Snegovaya backs up her story with state-of-the-art social science. She shows that, in these four countries, the more free-market-oriented the leftist party, the less popular it is, especially among the working class, and the more popular are the right-populists. Mindful that correlation does not necessarily mean causation, Snegovaya presents case studies showing that as leftist parties moved right, economically vulnerable voters abandoned them and moved to right-wing parties that were discovering the virtues of state intervention in the economy. Czechia provides a partial exception. There the old left-wing KSČM retained much of its commitment to worker welfare and did not suffer such great losses; as a result, the right-wing SPR-RSČ had less opportunity and less success. Snegovaya also conducted survey experiments of actual voters prior to the European Parliament elections of 2018. She found working-class voters particularly prone to say they would vote for right over left if right were more committed to social protection.

That was only when Snegovaya asked about transfer or welfare payments. When she asked about immigration policy—whether voters would lean right if the right were anti-immigration and the left were pro-immigration—the results were null. Snegovaya concludes that money, more than culture, is driving populism.

If she is correct, then people who worry about populism can breathe easy and simply move parties of the left back to the left. No need to worry about Conchita Wurst or neo-pagan Olympic opening ceremonies or wokeness. Just start favoring labor over capital again. Indeed, that was the gamble that the Biden administration made and the advice that Snegovaya herself offers to left-wing parties.
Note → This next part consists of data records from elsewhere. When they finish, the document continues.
PR #2407, opened 2025-04-09
fix(OSD-25143): containerize python PR check calls

typeid:
### What type of PR is this?
bug

The `app_sre_pr_check.sh` calls to validate promql & other things was failing silently. This seems to be broken since the runners have been migrated, and no longer contain python.

This PR containerizes the python calls, and prevents future incidents like https://issues.redhat.com/browse/SDE-4312.

_Fixes #https://issues.redhat.com/browse/OSD-25143_

    ```yaml
    matchExpressions:
      operator: NotIn
      values: ["true"]
    ```

### DIFF
--- a/hack/app_sre_pr_check.sh
+++ b/hack/app_sre_pr_check.sh
@@ -5,14 +5,17 @@ set -exv
 trap "rm -f sorted-before*.yaml.tmpl sorted-after*.yaml.tmpl" EXIT
 
 PROMTOOL_IMAGE=quay.io/prometheus/prometheus
-CONTAINER_ENGINE=docker
+
+# Image that contains python, yaml & co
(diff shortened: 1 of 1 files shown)


hack/app_sre_pr_check.sh
```diff
@@ -5,22 +5,25 @@ set -exv
 trap "rm -f sorted-before*.yaml.tmpl sorted-after*.yaml.tmpl" EXIT
 
 PROMTOOL_IMAGE=quay.io/prometheus/prometheus
-CONTAINER_ENGINE=docker
+
+# Image that contains python, yaml & co
+PYTHON_IMAGE=quay.io/redhat-services-prod/openshift/boilerplate:latest
```
typeid, line 10: Open for alternative suggestions for a smaller image. I think we're in a good place with boilerplate:latest though.

rafael-azevedo (approved):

But must we—should we—distinguish culture and economics so sharply? One curious move Snegovaya makes is to treat immigration as a cultural rather than an economic issue. Surely it is both: Migrants coming into a country can not only add new norms to a neighborhood or town but also increase the supply of labor and lower wage growth. That is why parties of the left, and politicians such as Bernie Sanders and Jeremy Corbyn, used to oppose high immigration.

The entanglement of culture and economics extends beyond immigration, however. Snegovaya smartly follows age-old convention by acknowledging that people with similar levels of wealth and types of jobs form classes. As writers such as Michael Lind and Thomas Frank have reminded us, classes are also cultural things. One sign that the Republican Party is now a working-class party is that the final night of its 2024 convention gave the stage to a retired professional wrestling champion, a “country-rap” star, and the head of the Ultimate Fighting Championship—in addition to Donald Trump himself, who inherited a fortune but is past master at impersonating a working-class guy.

If culture is separable from, and secondary to, economics, we must ask why parties of the right embraced a culture they once disdained; why they are holding so much of the working class despite not necessarily serving their economic interests; why parties of the left still have trouble when they move back to the left on economics but cling to their post-1960s cultural norms. And we must ask why, after all this time, in country after country, those parties still cannot see the problem.